И не могу сказать, что “любила” этих бедолаг, - порой от них прямо-таки воротило.
Тут было другое, мистическое – некое действо с элементами творчества, битва с врагами видимыми и невидимыми...
И, конечно же, самоутверждение. Потому что радость, когда иногда что-то получалось, была и моей.
Нас будто связывала отныне некая пуповина общей победы.

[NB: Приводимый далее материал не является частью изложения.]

PR #395, opened 2020-06-24
Schema builder - group min height

ewels:
Set a minimum height for the content area of a group. This makes it easier to drop params into empty groups.

Very minor change, but makes it quite a bit easier to drop into new groups in my testing.

Before:

image

After:

image

Suggested by @ggabernet in nf-core/tools#626

### DIFF
--- a/public_html/assets/css/nf-core.css
+++ b/public_html/assets/css/nf-core.css
@@ -929,6 +929,12 @@ Based on https://codepen.io/wintr/pen/beBJBb */
 .schema_group .card-body {
   padding: 1rem 1rem 0.5rem;
 }
+.group-drag-drop-help {
+    font-size: 80%;
+    color: #6c757d;
+    font-style: italic;
+    margin-bottom: 0;
+}
 .fa_icon_picker.popover {
   max-width: 20rem;
 }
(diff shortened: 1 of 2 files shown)


public_html/assets/css/nf-core.css
```diff
@@ -928,6 +928,7 @@ Based on https://codepen.io/wintr/pen/beBJBb */
 }
 .schema_group .card-body {
   padding: 1rem 1rem 0.5rem;
+  min-height: 50px;
```
mashehu, line 931:
```suggestion
  min-height: 1 rem;
```

ewels:
```suggestion
  min-height: 3rem;
```

mashehu:
I am still not 100% happy how it looks like. How about some muted help text in there a la "drag and drop a parameter here"?

ewels:
Ok, I got it to work with the helper text instead. I think it's nicer 👍 

Jun-24-2020 14-41-14

ggabernet:
Even nicer like this!

ewels:
@mashehu - happy with this now?

mashehu:
yes! I would prefer if the text would disappear already while hovering with a grabbed parameter over the group, but one can't have everything 🙂

ewels:
Yeah me too, but that was going to be more difficult 😅 Also having the text there actually makes it easier to drop..

PR #396, opened 2020-06-24
Schema builder improvements

ewels:
I have a nasty feeling that I am being hypocritical and now implementing some advice that I previously rejected. But here goes anyway.

Changes made after doing some editing work myself. Process is quite a bit smoother with these changes in place.

* Moved group description back to be consistent order with params
* Display group type for consistency on big screens (not editable)
* Added Hide checkbox to groups, toggles all child params
* Renamed `Hidden` to `Hide` on the checkbox labels

Example before:

image

Example after:

Jun-24-2020 10-52-19

### DIFF
--- a/public_html/assets/css/nf-core.css
+++ b/public_html/assets/css/nf-core.css
@@ -927,9 +927,8 @@ Based on https://codepen.io/wintr/pen/beBJBb */
   margin: 1rem 0;
 }
 .schema_group .card-body {
-  padding: 1rem 1rem 0.5rem;
+    padding: 1rem 2.3rem 0.5rem;
 }
-
 .fa_icon_picker.popover {
   max-width: 20rem;
 }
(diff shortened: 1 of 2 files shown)


mashehu:
- When I add a new group it is hidden by default, is that on purpose?
- When I drop a not hidden paramter in a hidden group, should it's status not also change to hidden
- How about adding more padding on the right for parameters in a group, e.g. 
```{css}
.schema_group .card-body {
    padding: 1rem 2.3rem 0.5rem;
}
```
so that the `Hide` check boxes are aligned:
Screenshot 2020-06-24 11 04 39
- How about centering the labels for checkboxes:
Screenshot 2020-06-24 11 26 38

I will push a commit with this changes to this PR.

ewels:
> When I add a new group it is hidden by default, is that on purpose?

No - it's hidden until there are some children which are visible. I'll add a check so that it's unhidden if there are zero children.

> When I drop a not hidden paramter in a hidden group, should it's status not also change to hidden

Good spot, I need to add checks to the drag + drop behaviour.

> How about adding more padding on the right for parameters in a group

I like it! But the extra padding on the left looks a bit odd to me. I'll revert that but keep the right alignment and centred text 👍

ewels:
Ok, updated - let me know what you think.

Issue #390, opened 2020-06-22
Schema builder: icon picker broken for groups


ewels:
The UI doesn't set the icon properly for groups, works fine for params.

ewels:
Turns out that this wasn't group specific, but rather any element that was added to the page after page load (which is mostly groups usually).

PR #397, opened 2020-06-24
Schema builder tweaks

ewels:
* New toolbar buttons to collapse and expand groups
* Restyle the 'back to top' button to make it obviously a button
* Add a new button on the Finished page to explicity go back to editing
* Properly disable and re-enable all buttons when Finished
* Box-shadows for groups to give them some visual separation
* Darker box-shadow for the toolbar plus more spacing
* Warning alert when returning to the editor that the console will have exited

### DIFF
--- a/public_html/assets/css/nf-core-dark.css
+++ b/public_html/assets/css/nf-core-dark.css
@@ -79,6 +79,10 @@ blockquote {
   border-color: #36646e;
   color: #ade4f1;
 }
+.alert-secondary{
+  background-color: #616161;
+  border-color: #616161;
+}
 .badge-light {
   color: rgb(218, 215, 210);
   background-color: rgb(26, 28, 29);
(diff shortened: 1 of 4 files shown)


ewels:
Now adding a new "Preview docs" feature, will append in a moment..

ewels:
New "Preview Docs" feature added:

Jun-24-2020 14-43-31

mashehu:
- I would prefer an even stronger visually differentiator between groups and parameters. When collapsed they still look a bit too similar for my taste:
Screenshot 2020-06-24 15 33 42
- Should there maybe be a visual differentiator between the settings and the collapse button?
- The tool bar is overcrowded/confusing for me. Should we make the two add buttons and the two collapse / expand buttons btn-groups?

ewels:
Button groups is a nice idea - looks better, pushed.

I have played with the visual differentiation quite a bit now. I haven't found anything yet that works without making the page too busy. In practice I don't think it's a big problem though - basically all schema should have all parameters within groups, so the scenario of having top-level params mixed with groups is likely to be rare.

mashehu:
btw. the iconpicker is currently broken for me. No, error message, so I guess the event is never recognized?

ewels:
Weird - icon picker is working fine for me? I did change some minor behaviour with it the other day - see #390, but that was fixing it not breaking it (hopefully!).

mashehu:
sorry, false alarm. the icon picker just doesn't work on my local version. works fine on the website.

PR #401, opened 2020-06-27
Improve iiitb logo

MaxUlysse:
Current logo that we have for `International Institute of Information Technology - Bangalore` seems to be just a part of the actual logo that was manually vectorized.
Here is a full vector version.


MaxUlysse:
current color
new color

current white
new white

PR #400, opened 2020-06-26
nf-core Launch GUI

ewels:
Web implementation of the graphical user interface for launch Nextflow workflows using `nf-core launch`.

Functionality for running this from a https://nf-co.re pipeline page is planned and basically built in and ready to go, but I need to go to bed so that will come in a future PR or be tacked on to this one later next week.

See Slack for screen capture demos: https://nfcore.slack.com/archives/CUC8PPDL2/p1593212486143900

PR #402, opened 2020-06-29
Launch improvements

ewels:
* Renamed URL `/json_schema_launch` to just `/launch`
* Added functionality to pick a pipeline and release, if loaded with no inputs
* Added functionality to load a schema and launcher through GitHub API

Ties in with updated https://github.com/nf-core/tools/pull/638


ewels:
Happy to merge this again, like #400 so that it can be tested on the live site.

Only changes to the new launch page, so shouldn't break anything. I think.

PR #403, opened 2020-06-29
better logos

MaxUlysse:


mashehu:
Nice! The project logos should also be white in dark mode, I think:
Screenshot 2020-06-29 16 34 40

MaxUlysse:
> Nice! The project logos should also be white in dark mode, I think:
> Screenshot 2020-06-29 16 34 40

That's a good point, we should have white version of them at some point.

But my PR was mainly about having actual SVG logos instead of a vectorization ;-)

Может, и Творец, вложивший в нас, грешных, частицу Себя, так же страдал за каждого из-за этой “пуповины”. Когда она до предела натягивалась или совсем обрывалась, а “творение” обрушивалось в очередную бездну?
Во всяком случае, Ваську Господь помиловал – скорее всего, по слёзной и горячей материнской молитве Валентины.
Его оставили в психушке на излечение, выдали нужную справку.
Чтоб он и дальше трепал матери нервы, то впадая в запой, то завязывая, то работая, то тунеядствуя.
Чтоб менял женщин, которые по нему сохли. Чтоб фактически сгубил Лильку, Наташкину мать.
Но об этом ниже.
Сейчас, в октябре 2002-го, когда я пишу эти строки, красавица и “царь-баба” Лиля уже давно в могиле, а Васька полгода как закодирован.
Скоро срок кодировки кончается, и Валентина с очередной его подругой со страхом ждут, что будет дальше.
Неисповедимы пути Господни.
Миловал Господь и Толика, который всё больше зверел от необходимости у нас скрываться и жаждал свободы.
И вот приснился мне странный сон.
Будто я в комнате с открытым окном.
Выглядываю во двор и вижу волка. Который тоже видит меня и начинает прыгать, пытаясь вскочить в окно.
Я протягиваю волку руку, втягиваю в комнату за лапу...
Но через мгновение уже застываю в страхе, потому что волк начинает, как бешеный, носиться по комнате, круша всё подряд.
Мне удаётся с невероятными усилиями добраться до окна и снова его распахнуть, куда волк в конце концов и обрушивается.
Мне становится жаль зверюгу – неужто разбился?
Выглядываю – слава Богу, всё в порядке. Волк, прихрамывая, трусит прочь.
Сразу подумалось о Толике.
Пошла к отцу Герману. Тот подтвердил мою мысль, сходу предсказав:
- Терпи. Он сам скоро уйдёт.
После очередного закидона нашего “волка”, Борис мой, позвонив по кремлёвке секретарю райкома партии Киевского района, получил аудиенцию и обещание разобраться насчёт толикиного жилья, работы и дальнейшей судьбы.
Через неделю секретарь сказал, что в Киевском суде из архива дело Трыкова исчезло. Скорее всего, уничтожено как липовое.
Что делать?
Борис рухнул на колени перед иконой Спасителя и долго слёзно молился.
А наутро поехал прямо к директору завода им. Хруничева, где прежде работал Толик.
- Трыков? Так это же бывший капитан нашей лыжной команды!
Где он? Пусть приходит прямо ко мне.
Толика сразу же оформили на работу.
Затем Борис отправился к начальнику паспортного стола по поводу прописки и жилья. Где обнаружилось, что квартира “волка” чудесным образом пока никем не заселена, только опечатана. Что надо лишь заплатить квартплату за два с половиной года, что мы незамедлительно сделали.
Толик попросил ещё деньжат (взаймы до получки). Пришлось занять, но дать.
Наверное, так чувствовали себя атланты, с которых сняли тонну-другую груза.
Спустя полгода или год, не помню, “Волк” заехал в гости. Сообщил, что работает, проживает по месту прописки, нашёл хорошую женщину и выражает нам благодарность.
Про “долг” ни он, ни мы, речь не заводили.
Толик привёз подарок – сделанный своими руками макет домика, который мы вскоре подарили каким-то молодожёнам на свадьбу как символическое гнездо “верной любви и защиты от жизненных бурь”.
Не знаю, принёс ли им счастье наш с “волком” дар.